It was great to see that our recent blog, titled ‘We need to rethink the term 'special needs' - here's why’, on 20th July attracted a number of comments and provoked some well-informed debate amongst passionate people. This response inspired us to produce another explanation to clarify exactly why we think terms like ‘special needs’ can do much more harm than good and impose barriers to inclusion rather than reducing them. 

It might be helpful to break the term right down. We define ‘needs’ as what we as humans require to stay alive and live healthy lives. We could have a separate debate over what a list of universal human needs might contain, let us just say that everybody has a need for water, food, safety, shelter, care and love. Everybody has these needs; everybody has the same needs. ‘Needs’ are identical and universal. Are we saying that every single person is, therefore, the same? What distinguishes individuals is how they access these needs. This is what makes every single person different and ensures that no two people are the same. ‘Inclusion’ means proactively ensuring that everyone is able to access their universal needs. 

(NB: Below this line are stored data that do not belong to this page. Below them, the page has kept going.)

Issue #1065, opened 2023-10-04
Make a replaced media file load in the browser immediately after uploading


vanlummelhuizen:
When a media file is replaced, the browser will often not reload the media and retrieve the old version from the browsers cache. We should find a way to make the browser immediately download the newly uploaded media.

One way would be to uniquely name each media file instead of naming it with the text and/or ID of the object it belongs to. When the link to the new media file is used in a web page, the browser will notice it is not yet in the cache and download it.

Note that this is why Django's default method of handling uploaded file is adding a random string to the filename to make it unique.

Jetske:
It seems like the commit above fixes the issue after uploading a new media file. 

However, after deleting a glossvideo it should also work but for some reason it doesn't always retrieve the previous .bak version and still shows the old (/ actually newest but deleted) video from cache.

Jetske:
Fixed: the timestamp wasn't actually added to the url of the media file
Should be working now!

susanodd:
This doesn't work on Safari. It ends up not finding any video instead of the one just uploaded.

Jetske:
@susanodd is this still a problem on Safari or can this issue be closed?

PR #1103, opened 2023-12-12
Load videos not from cache #1065

Jetske:
Time field added as version it tries to find for the video, such that it is never loaded from cache.


susanodd:
@Jetske I'll deploy that tomorrow.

This is why terms such as ‘special needs’ or ‘additional needs’ used to describe disabled people are problematic. They ignore the reality that needs are universal. They label a group of people, who have exactly the same needs as everybody else, as different from what we consider ‘normal’, creating a division in our minds. They imply that people with impairments are awkward, difficult, expensive, easier to exclude. This language, which is recommended by government and socially accepted, demonstrates that we are not thinking inclusively, and even actively discourages us from doing so. 

These terms impose an identity on people that they did not choose. They allow us to define people by their impairments. People are grouped together on a false assumption that their needs are special or difficult, ignoring the reality that individuals within these groups all access their needs differently anyway, just as we all do. What is worse is that this language which emphasises difference from a norm, separates disabled people in our minds; we start to refer to them as ‘they’ because they are not ‘us’. This is not inclusive thinking. 

Any such term that we use to describe a certain group encourages us to think that the problem is with this group of individuals who have these supposed ‘special needs’. Really, the focus must be on the collective responsibility of society to be inclusive; to make sure that all individuals can access their universal needs in their own way. Society disables people – you and me – we are the problem and have this responsibility. Special needs style language stops us from removing the barriers to inclusion from society. It presents inclusive practice as a form compensation or something additional, not the norm that it must be. 

If we can agree that needs are universal but we access them differently; then we should stop searching for new terms that discourage us from thinking, and therefore acting, inclusively. The current accepted language is patronising and helps to reinforce attitudes that prevent inclusion. As long as the discourse is ignorant of the fact that society is responsible for disabling people, our thinking, which determines our attitudes, actions and policies will not become more inclusive.